14th Speaker of the Bihar Legislative Assembly
- In office 2005–2015

Member of Bihar Legislative Assembly
- In office 2005–2015
- Constituency: Imamganj
- In office 1990–1995

Personal details
- Born: 8 August 1952 (age 73) Bihar, India
- Citizenship: Indian
- Party: RJD
- Other political affiliations: Loktantrik Janata Dal; Janata Dal; Janata Dal United;
- Education: Patna University
- Occupation: Politician

= Uday Narayan Choudhary =

Indian politician

Uday Narayan Choudhary is an Indian politician. He served as the Speaker of the Bihar Legislative Assembly from 2005 to 2015. He was a prominent Dalit face in the JD(U) and represented the Imamganj Vidhan Sabha Constituency from 1990 to 1995 and then from 2000 to 2015, losing the 2015 election to former Chief Minister Jitan Ram Manjhi. He crossed over to the Loktantrik Janata Dal in 2018 to protest the breakup of the Mahagathbandhan and JD(U) joining hands with the BJP.

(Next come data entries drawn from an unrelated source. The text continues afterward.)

PR #4643, opened 2020-06-18
FES: spelling and caps detection

### LINKED ISSUE #4637: FES: detect capitalization and spelling mistakes

- [x] Other (Friendly Errors)

I have seen that new programmers often take time to register the several naming conventions used in programming such as camelCase for identifier names, ALL_CAPS for constants, etc. And so capitalization mistakes are very common among them but they can spend way more time trying to debug it. For example one may call try to call `createcanvas` instead of `createCanvas`, `Color` instead of `color` and so on. These types of mistakes are easier to spot as the browser itself will show an error like `createcanvas` doesn't exist.
But mistakes in functions which are to be defined by the user such as `setup`, `draw`, `mouseClicked`, etc are harder to spot. For example
```js
function Setup() {
  createCanvas(400, 400);
  background(200);
} 
```
This code snippet won't run as `Setup` has been defined when we needed `setup`. But there will be no error message displayed here and so it can take longer for a beginner to figure it out.  Similarly 
```js
function setup() {
 ...
}
function mouseclicked(){
 ...
}
```
`mouseclicked` will not work but there is no error message.

Spelling mistakes can also be common for someone not  that familiar with English, or there can be regional differences in spelling ( `color` vs `colour` )

I am thinking of using the FES to display a message whenever the user has made a capitalization or spelling mistake and show the nearest match using word distance algorithms. Something like
` 🌸 p5.js says: It looks like you have used mouseclicked. Did you mean mouseClicked ?`
This won't run every time, but only when a spelling/capitalization mistake occurs. So there should be no negative effects on the performance as such. It will function similarly to `helpForMisusedAtTopLevel`

akshay-99:
Resolves #4637 

### Changes:
I have tried the simpler check using `toLowerCase()` as suggested by @limzykenneth .
Seems to work well to capture all kinds of mistakes in capitalization. For the sketch
```js
function Setup() {
  background(100);
}
```
and for the sketch
```js
let sketch = function(p) {
    p.Setup = () => {
        p.background(100);
    }
}
let myp5 = new p5(sketch);
```
We get
```
🌸 p5.js says: It seems that you may have accidently written Setup instead of setup.

Please correct it if it's not intentional. (http://p5js.org/reference/#/p5/setup)
```

And for
```js
function setup() {
  createcanvas(400, 400);
  background(100);
}
```
We get
```
🌸 p5.js says: It seems that you may have accidently written createcanvas instead of createCanvas (at http://localhost:8000/lib/empty-example/sketch.js:2:5).

Please correct it to createCanvas if you wish to use the function from p5.js (http://p5js.org/reference/#/p5/createCanvas)
```

Performance-wise the only concern was `checkForUserDefinedFunctions` as it would have to run the check regardless of whether there is an actual error or not. But it seems to run in under a millisecond and it will run only once, after p5 is initialized. `fesErrorMonitor` shouldn't be a problem for performance as it only runs when we have an actual error.

This only captures capitalization mistakes.
I will try to capture the ones for spelling now and also add tests

### Update: 
Now works for spelling mistakes too. For
```js
function setup() {
  Colour();
}
```
```
🌸 p5.js says: It seems that you may have accidently written Colour instead of color (at http://localhost:8000/lib/empty-example/sketch.js:11:3).

Please correct it to color if you wish to use the function from p5.js (http://p5js.org/reference/#/p5/color)
```

Also added a few tests
#### PR Checklist

- [x] `npm run lint` passes

### DIFF
--- a/src/core/friendly_errors/browser_errors.js
+++ b/src/core/friendly_errors/browser_errors.js
@@ -1,0 +1,15 @@
+// Browsers use error strings to build their error messages. These can be
+// different across different browsers. We can build a list of these strings
+// so that the FES is able to extract the required info from the errors given
+// by the browser
+const strings = {
+  ReferenceError: [
+    {
+      msg: '{{}} is not defined',
+      type: 'NOTDEFINED',
+      browser: 'all'
+    }
+  ]
+};
+
+export default strings;
--- a/src/core/friendly_errors/browser_errors.js
+++ b/src/core/friendly_errors/browser_errors.js
@@ -1,7 +1,9 @@
-// Browsers use error strings to build their error messages. These can be
-// different across different browsers. We can build a list of these strings
-// so that the FES is able to extract the required info from the errors given
-// by the browser
+// Different browsers may use different error strings for the same error.
+// Extracting info from them is much easier and cleaner if we have a predefined
+// lookup against which we try and match the errors obtained from the browser,
+// classify them into types and extract the required information. The contents
+// of this file serve as that lookup. The FES can use this to give a simplified
+// explanation for all kinds of errors.
 const strings = {
   ReferenceError: [
     {
--- a/src/core/friendly_errors/browser_errors.js
+++ b/src/core/friendly_errors/browser_errors.js
@@ -8,6 +8,11 @@ const strings = {
       msg: '{{}} is not defined',
       type: 'NOTDEFINED',
       browser: 'all'
+    },
+    {
+      msg: "Can't find variable: {{}}",
+      type: 'NOTDEFINED',
+      browser: 'Safari'
     }
   ]
 };
--- a/src/core/friendly_errors/fes_core.js
+++ b/src/core/friendly_errors/fes_core.js
@@ -55,6 +55,8 @@ if (typeof IS_MINIFIED !== 'undefined') {
 } else {
   let doFriendlyWelcome = false; // TEMP until we get it all working LM
 
+  const errorTable = require('./browser_errors').default;
+
   // -- Borrowed from jQuery 1.11.3 --
   const class2type = {};
   const toString = class2type.toString;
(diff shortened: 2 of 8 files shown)


akshay-99:
I guess this is ready for review. 

So as I mentioned in #4637, there are two types of checks:

- Type 1: 
Mistakes in referencing p5 functions such as `createCanvas`, `random`, `color`, etc. I have used case-insensitive Levenshtein distance to detect these. The threshold is set to 2 for now. i.e it can detect `CREATECANVAS`, `CrateCanvas`,`craeteCanvas`  etc. This is more of a "reactive" check in the sense that it reacts to ReferenceError messages, whenever they occur. It does not activate on its own.
Different browsers use different error strings. It is much easier and cleaner if we divide these into categories so that we can extract the required information about the various kinds of errors.
I have created a file `browser_errors.js`, in which we can add the various error strings used by browsers. We can later match error messages against this to give a simplified explanation for all kinds of errors. For now, I have just added two strings under ReferenceError. The first works for Chrome, Firefox, Edge and Opera. The second works for Safari.

- Type 2:
This is for user-defined functions such as `setup`, `draw`, `preload`, `mouseClicked`, etc. This is a more proactive check, in the sense, it activates without an error message. For this, I have set it up so that it can only detect capitalization mistakes: `SETUP`, `Draw`, 'preLoad', etc. Adding the check for spelling too here would just give a whole bunch of false positives. As the user is allowed to define their own functions which are not related to p5 ( perhaps draw1, myDraw, etc. We should not trigger a message in these cases. ) Also, other libraries may define functions which are close in name to `setup`, `draw`, etc and so showing a message here for misspelling would cause more confusion. So just a capitalization check is enough here.

Type 2 works for both global and instance mode. 
Type 1 works only for global mode. This is because, in instance mode, we won't have a `ReferenceError`. We could have a `TypeError` ( for lets say `p.createcanvas()` ) or no error at all. ( for eg `p.mousey` )
I thought about setting up a [Proxy](https://developer.mozilla.org/en-US/docs/Web/JavaScript/Reference/Global_Objects/Proxy) object, which can detect when a `get()` resolves to `undefined`, and pass that proxy to the sketch instead of p5. But this might be a bit too much and may break a few things. Also, older browsers and IE don't support Proxy can according to [this page](https://babeljs.io/docs/en/learn#proxies) in the Babel docs, it can't be polyfilled either. So I decided to leave and not do that.

src/core/friendly_errors/browser_errors.js
```diff
@@ -0,0 +1,20 @@
+// Browsers use error strings to build their error messages. These can be
+// different across different browsers. We can build a list of these strings
+// so that the FES is able to extract the required info from the errors given
+// by the browser
+const strings = {
+  ReferenceError: [
+    {
+      msg: '{{}} is not defined',
+      type: 'NOTDEFINED',
+      browser: 'all'
```
stalgiag, line 10: why `all` instead of 'Chrome, Firefox, Edge and Opera' as in the comment?

src/core/friendly_errors/browser_errors.js
```diff
@@ -0,0 +1,20 @@
+// Browsers use error strings to build their error messages. These can be
+// different across different browsers. We can build a list of these strings
+// so that the FES is able to extract the required info from the errors given
+// by the browser
```
stalgiag, line 4: I have a bit of trouble comprehending this comment as written. I found the explanation of this file in [this comment](https://github.com/processing/p5.js/pull/4643#issuecomment-647203541) much more clear. Perhaps a rewrite or additional explanation would be helpful.

src/core/friendly_errors/fes_core.js
```diff
@@ -47,12 +47,20 @@ import { translator } from '../internationalization';
 // p5.js blue, p5.js orange, auto dark green; fallback p5.js darkened magenta
 // See testColors below for all the color codes and names
 const typeColors = ['#2D7BB6', '#EE9900', '#4DB200', '#C83C00'];
+let misusedAtTopLevelCode = null;
+let defineMisusedAtTopLevelCode = null;
+
+// the threshold for the maximum allowed levenshtein distance
+// used in misspelling detection
+const EDIT_THRESH = 2;
```
stalgiag, line 55: Maybe this is a levenshtein-specific term but I am thrown off by the word 'edit' here and on L179 `editDistance()`. I  associate 'edit' with writing not reading.

stalgiag: Ah I see now that 'edit distance' is a [technical term you are referencing](https://en.wikipedia.org/wiki/Edit_distance). This is misleading without that knowledge; could potentially be `EDIT_DIST_THRESHOLD`.

src/core/friendly_errors/fes_core.js
```diff
@@ -168,6 +176,200 @@ if (typeof IS_MINIFIED !== 'undefined') {
     console.log(translator('fes.pre', { message }));
   };
 
+  const editDistance = (w1, w2) => {
```
stalgiag, line 179: See above comment -- maybe `computeEditDistance` would be better so that 'edit' doesn't read as the verb.

src/core/friendly_errors/fes_core.js
```diff
@@ -168,6 +176,200 @@ if (typeof IS_MINIFIED !== 'undefined') {
...
+    // An implementation of
+    // https://en.wikipedia.org/wiki/Wagner%E2%80%93Fischer_algorithm
+    // to compute the Levenshtein distance
```
stalgiag, line 182: Maybe just a line to say what this is useful for -- something like 'to detect how dissimilar two strings are'.

src/core/friendly_errors/fes_core.js
akshay-99: Yeah makes sense. I will change the name

src/core/friendly_errors/fes_core.js
akshay-99: Fair enough. I will change this too

src/core/friendly_errors/browser_errors.js
akshay-99: The idea was that there will be many browsers that use one particular string and a few that decide to go their own way by having their unique string.
But sometimes it can also happen that a browser will use the common string for some sub-cases of the same error, and use a unique string for other sub-cases.  For e.g. 
for [this error](https://developer.mozilla.org/en-US/docs/Web/JavaScript/Reference/Errors/Cant_access_lexical_declaration_before_init), firefox has a different string, but it also uses `x is not defined` for other error-cases

So as the file grows over the next stages of the project, my idea was to have all browsers first try matching the error of `browser: all` and then if nothing matches there, it will try to look if there is a string marked with its name. The `all` here indicates that all browsers should try if this string matches. Maybe it could be different.

src/core/friendly_errors/fes_core.js
akshay-99: Yes I will add that

src/core/friendly_errors/browser_errors.js
akshay-99: Okay

akshay-99:
Also I just noticed that the error handler is not triggered when `p5.sound.min.js` is in the html file. I am looking into that

akshay-99:
@stalgiag I have made the changes as you suggested. Please let me know your views on [this comment](https://github.com/processing/p5.js/pull/4643#discussion_r443968297). If need be, I will change the `browser: all` thing too.

I have also fixed the problem of `fesErrorMonitor` not running when `p5.sound.min.js` is imported. Although I don't think I completely understand the reason I am presuming it must be because I had only set it to run when [this promise](https://github.com/processing/p5.js/blob/main/src/core/init.js#L57) fails ( an error in the sketch would make this happen ).

But when p5.sound or some other library is present, an error in the sketch would result in [this other promise](https://github.com/processing/p5.js/blob/main/lib/addons/p5.sound.js#L3211) failing. 

So I changed it to instead listen for any PromiseRejectionEvents or any ErrorEvents [here](https://github.com/processing/p5.js/blob/24171b12495ca06ae1f3363722036211f3a5c435/src/core/friendly_errors/fes_core.js#L383)

src/core/friendly_errors/browser_errors.js
stalgiag: Ah that makes sense!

He was also fielded by the Janata Dal (United) as its candidate in the Jamui Lok Sabha constituency in the 2014 Indian general election. Chaudhary was considered a staunch Nitish Kumar loyalist as he scuttled rebellion in the JD(U) in August 2014 by disqualifying 8 rebel MLAs. He received widespread criticism for his February 2014 decision to notify a rebel group of 13 RJD MLAs as a separate entity without physically verifying the signatures to facilitate their merger into the JD(U). However, as of 2017, he opposed JD(U)'s decision to re-join the NDA and has been a vocal critic of the same on different forums.